─── Input records
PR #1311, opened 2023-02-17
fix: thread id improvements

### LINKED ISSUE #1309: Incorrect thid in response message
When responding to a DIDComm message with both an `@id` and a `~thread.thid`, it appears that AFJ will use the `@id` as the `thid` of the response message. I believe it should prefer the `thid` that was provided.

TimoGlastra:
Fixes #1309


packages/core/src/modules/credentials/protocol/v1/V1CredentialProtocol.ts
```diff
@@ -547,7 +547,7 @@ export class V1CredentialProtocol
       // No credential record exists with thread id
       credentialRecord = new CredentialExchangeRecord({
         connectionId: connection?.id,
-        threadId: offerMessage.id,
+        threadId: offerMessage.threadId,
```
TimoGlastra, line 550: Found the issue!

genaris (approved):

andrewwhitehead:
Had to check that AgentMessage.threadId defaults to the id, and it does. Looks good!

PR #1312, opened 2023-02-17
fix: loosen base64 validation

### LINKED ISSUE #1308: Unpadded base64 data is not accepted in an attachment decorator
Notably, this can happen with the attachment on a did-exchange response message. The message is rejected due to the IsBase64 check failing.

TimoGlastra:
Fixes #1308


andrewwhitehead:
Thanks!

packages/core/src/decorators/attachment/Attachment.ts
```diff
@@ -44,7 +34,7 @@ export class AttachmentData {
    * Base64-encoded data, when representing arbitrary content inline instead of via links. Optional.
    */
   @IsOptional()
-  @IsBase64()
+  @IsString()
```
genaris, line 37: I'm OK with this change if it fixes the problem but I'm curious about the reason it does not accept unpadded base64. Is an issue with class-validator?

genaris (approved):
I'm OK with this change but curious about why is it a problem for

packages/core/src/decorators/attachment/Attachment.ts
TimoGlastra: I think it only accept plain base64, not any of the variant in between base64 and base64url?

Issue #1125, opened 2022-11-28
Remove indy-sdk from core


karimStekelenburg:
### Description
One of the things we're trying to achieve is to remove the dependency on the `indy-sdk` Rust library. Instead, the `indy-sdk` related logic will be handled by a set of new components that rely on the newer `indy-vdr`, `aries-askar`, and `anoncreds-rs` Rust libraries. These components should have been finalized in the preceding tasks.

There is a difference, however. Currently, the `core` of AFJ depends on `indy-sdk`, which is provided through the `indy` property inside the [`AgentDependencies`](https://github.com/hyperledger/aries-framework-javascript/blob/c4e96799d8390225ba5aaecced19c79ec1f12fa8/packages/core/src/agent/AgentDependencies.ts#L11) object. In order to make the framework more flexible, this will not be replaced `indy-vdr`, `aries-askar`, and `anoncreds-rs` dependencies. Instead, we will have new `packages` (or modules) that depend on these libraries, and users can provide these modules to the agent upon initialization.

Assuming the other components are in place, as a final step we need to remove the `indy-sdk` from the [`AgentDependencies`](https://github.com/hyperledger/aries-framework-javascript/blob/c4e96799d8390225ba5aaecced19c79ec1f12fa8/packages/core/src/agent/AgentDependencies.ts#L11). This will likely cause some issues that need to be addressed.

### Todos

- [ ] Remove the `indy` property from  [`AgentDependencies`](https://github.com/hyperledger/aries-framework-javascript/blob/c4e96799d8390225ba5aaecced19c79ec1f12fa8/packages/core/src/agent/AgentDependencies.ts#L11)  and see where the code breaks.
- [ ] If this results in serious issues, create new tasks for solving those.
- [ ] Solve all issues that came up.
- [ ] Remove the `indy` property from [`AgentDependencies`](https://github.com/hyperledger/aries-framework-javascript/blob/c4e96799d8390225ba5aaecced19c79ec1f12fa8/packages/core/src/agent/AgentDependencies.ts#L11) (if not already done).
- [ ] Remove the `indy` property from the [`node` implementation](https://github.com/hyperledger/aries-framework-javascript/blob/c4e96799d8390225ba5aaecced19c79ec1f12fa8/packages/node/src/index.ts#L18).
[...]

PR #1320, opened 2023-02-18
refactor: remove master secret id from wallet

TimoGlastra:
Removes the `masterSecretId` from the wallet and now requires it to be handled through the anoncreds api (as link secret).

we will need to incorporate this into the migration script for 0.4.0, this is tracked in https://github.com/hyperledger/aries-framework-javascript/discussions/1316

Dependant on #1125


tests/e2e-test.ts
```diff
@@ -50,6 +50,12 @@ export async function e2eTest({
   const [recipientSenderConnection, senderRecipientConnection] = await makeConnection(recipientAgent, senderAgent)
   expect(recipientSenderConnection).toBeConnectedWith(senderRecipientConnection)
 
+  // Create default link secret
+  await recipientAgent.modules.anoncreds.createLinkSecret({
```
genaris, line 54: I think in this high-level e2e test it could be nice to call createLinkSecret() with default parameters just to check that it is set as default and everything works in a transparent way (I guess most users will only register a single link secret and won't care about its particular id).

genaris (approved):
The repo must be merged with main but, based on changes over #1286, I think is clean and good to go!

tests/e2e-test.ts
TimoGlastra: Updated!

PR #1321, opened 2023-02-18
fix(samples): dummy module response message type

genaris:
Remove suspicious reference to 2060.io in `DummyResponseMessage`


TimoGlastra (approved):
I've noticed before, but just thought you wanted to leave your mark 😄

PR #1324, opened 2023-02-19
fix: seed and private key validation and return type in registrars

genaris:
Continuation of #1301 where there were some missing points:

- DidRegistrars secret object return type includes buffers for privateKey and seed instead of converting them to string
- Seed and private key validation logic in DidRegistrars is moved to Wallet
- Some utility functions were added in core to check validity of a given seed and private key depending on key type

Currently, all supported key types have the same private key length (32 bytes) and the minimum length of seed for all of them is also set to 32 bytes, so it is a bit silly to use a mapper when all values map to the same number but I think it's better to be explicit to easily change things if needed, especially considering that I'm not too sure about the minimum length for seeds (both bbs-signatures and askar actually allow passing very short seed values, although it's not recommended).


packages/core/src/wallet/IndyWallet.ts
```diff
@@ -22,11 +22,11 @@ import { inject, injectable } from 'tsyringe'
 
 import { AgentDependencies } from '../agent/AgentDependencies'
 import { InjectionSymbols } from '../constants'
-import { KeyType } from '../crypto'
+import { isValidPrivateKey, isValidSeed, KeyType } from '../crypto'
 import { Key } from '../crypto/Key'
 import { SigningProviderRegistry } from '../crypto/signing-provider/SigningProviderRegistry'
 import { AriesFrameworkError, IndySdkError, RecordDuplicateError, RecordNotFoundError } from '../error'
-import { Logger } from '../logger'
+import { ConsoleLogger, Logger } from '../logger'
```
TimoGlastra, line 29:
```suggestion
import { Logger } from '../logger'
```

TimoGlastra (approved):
──────
■ **Your objective**: What the exercise needs is every record again, word for word.

■ **Task result**:
PR #1311, opened 2023-02-17
fix: thread id improvements

### LINKED ISSUE #1309: Incorrect thid in response message
When responding to a DIDComm message with both an `@id` and a `~thread.thid`, it appears that AFJ will use the `@id` as the `thid` of the response message. I believe it should prefer the `thid` that was provided.

TimoGlastra:
Fixes #1309


packages/core/src/modules/credentials/protocol/v1/V1CredentialProtocol.ts
```diff
@@ -547,7 +547,7 @@ export class V1CredentialProtocol
       // No credential record exists with thread id
       credentialRecord = new CredentialExchangeRecord({
         connectionId: connection?.id,
-        threadId: offerMessage.id,
+        threadId: offerMessage.threadId,
```
TimoGlastra, line 550: Found the issue!

genaris (approved):

andrewwhitehead:
Had to check that AgentMessage.threadId defaults to the id, and it does. Looks good!

PR #1312, opened 2023-02-17
fix: loosen base64 validation

### LINKED ISSUE #1308: Unpadded base64 data is not accepted in an attachment decorator
Notably, this can happen with the attachment on a did-exchange response message. The message is rejected due to the IsBase64 check failing.

TimoGlastra:
Fixes #1308


andrewwhitehead:
Thanks!

packages/core/src/decorators/attachment/Attachment.ts
```diff
@@ -44,7 +34,7 @@ export class AttachmentData {
    * Base64-encoded data, when representing arbitrary content inline instead of via links. Optional.
    */
   @IsOptional()
-  @IsBase64()
+  @IsString()
```
genaris, line 37: I'm OK with this change if it fixes the problem but I'm curious about the reason it does not accept unpadded base64. Is an issue with class-validator?

genaris (approved):
I'm OK with this change but curious about why is it a problem for

packages/core/src/decorators/attachment/Attachment.ts
TimoGlastra: I think it only accept plain base64, not any of the variant in between base64 and base64url?

Issue #1125, opened 2022-11-28
Remove indy-sdk from core


karimStekelenburg:
### Description
One of the things we're trying to achieve is to remove the dependency on the `indy-sdk` Rust library. Instead, the `indy-sdk` related logic will be handled by a set of new components that rely on the newer `indy-vdr`, `aries-askar`, and `anoncreds-rs` Rust libraries. These components should have been finalized in the preceding tasks.

There is a difference, however. Currently, the `core` of AFJ depends on `indy-sdk`, which is provided through the `indy` property inside the [`AgentDependencies`](https://github.com/hyperledger/aries-framework-javascript/blob/c4e96799d8390225ba5aaecced19c79ec1f12fa8/packages/core/src/agent/AgentDependencies.ts#L11) object. In order to make the framework more flexible, this will not be replaced `indy-vdr`, `aries-askar`, and `anoncreds-rs` dependencies. Instead, we will have new `packages` (or modules) that depend on these libraries, and users can provide these modules to the agent upon initialization.

Assuming the other components are in place, as a final step we need to remove the `indy-sdk` from the [`AgentDependencies`](https://github.com/hyperledger/aries-framework-javascript/blob/c4e96799d8390225ba5aaecced19c79ec1f12fa8/packages/core/src/agent/AgentDependencies.ts#L11). This will likely cause some issues that need to be addressed.

### Todos

- [ ] Remove the `indy` property from  [`AgentDependencies`](https://github.com/hyperledger/aries-framework-javascript/blob/c4e96799d8390225ba5aaecced19c79ec1f12fa8/packages/core/src/agent/AgentDependencies.ts#L11)  and see where the code breaks.
- [ ] If this results in serious issues, create new tasks for solving those.
- [ ] Solve all issues that came up.
- [ ] Remove the `indy` property from [`AgentDependencies`](https://github.com/hyperledger/aries-framework-javascript/blob/c4e96799d8390225ba5aaecced19c79ec1f12fa8/packages/core/src/agent/AgentDependencies.ts#L11) (if not already done).
- [ ] Remove the `indy` property from the [`node` implementation](https://github.com/hyperledger/aries-framework-javascript/blob/c4e96799d8390225ba5aaecced19c79ec1f12fa8/packages/node/src/index.ts#L18).
[...]

PR #1320, opened 2023-02-18
refactor: remove master secret id from wallet

TimoGlastra:
Removes the `masterSecretId` from the wallet and now requires it to be handled through the anoncreds api (as link secret).

we will need to incorporate this into the migration script for 0.4.0, this is tracked in https://github.com/hyperledger/aries-framework-javascript/discussions/1316

Dependant on #1125


tests/e2e-test.ts
```diff
@@ -50,6 +50,12 @@ export async function e2eTest({
   const [recipientSenderConnection, senderRecipientConnection] = await makeConnection(recipientAgent, senderAgent)
   expect(recipientSenderConnection).toBeConnectedWith(senderRecipientConnection)
 
+  // Create default link secret
+  await recipientAgent.modules.anoncreds.createLinkSecret({
```
genaris, line 54: I think in this high-level e2e test it could be nice to call createLinkSecret() with default parameters just to check that it is set as default and everything works in a transparent way (I guess most users will only register a single link secret and won't care about its particular id).

genaris (approved):
The repo must be merged with main but, based on changes over #1286, I think is clean and good to go!

tests/e2e-test.ts
TimoGlastra: Updated!

PR #1321, opened 2023-02-18
fix(samples): dummy module response message type

genaris:
Remove suspicious reference to 2060.io in `DummyResponseMessage`


TimoGlastra (approved):
I've noticed before, but just thought you wanted to leave your mark 😄

PR #1324, opened 2023-02-19
fix: seed and private key validation and return type in registrars

genaris:
Continuation of #1301 where there were some missing points:

- DidRegistrars secret object return type includes buffers for privateKey and seed instead of converting them to string
- Seed and private key validation logic in DidRegistrars is moved to Wallet
- Some utility functions were added in core to check validity of a given seed and private key depending on key type

Currently, all supported key types have the same private key length (32 bytes) and the minimum length of seed for all of them is also set to 32 bytes, so it is a bit silly to use a mapper when all values map to the same number but I think it's better to be explicit to easily change things if needed, especially considering that I'm not too sure about the minimum length for seeds (both bbs-signatures and askar actually allow passing very short seed values, although it's not recommended).


packages/core/src/wallet/IndyWallet.ts
```diff
@@ -22,11 +22,11 @@ import { inject, injectable } from 'tsyringe'
 
 import { AgentDependencies } from '../agent/AgentDependencies'
 import { InjectionSymbols } from '../constants'
-import { KeyType } from '../crypto'
+import { isValidPrivateKey, isValidSeed, KeyType } from '../crypto'
 import { Key } from '../crypto/Key'
 import { SigningProviderRegistry } from '../crypto/signing-provider/SigningProviderRegistry'
 import { AriesFrameworkError, IndySdkError, RecordDuplicateError, RecordNotFoundError } from '../error'
-import { Logger } from '../logger'
+import { ConsoleLogger, Logger } from '../logger'
```
TimoGlastra, line 29:
```suggestion
import { Logger } from '../logger'
```

TimoGlastra (approved):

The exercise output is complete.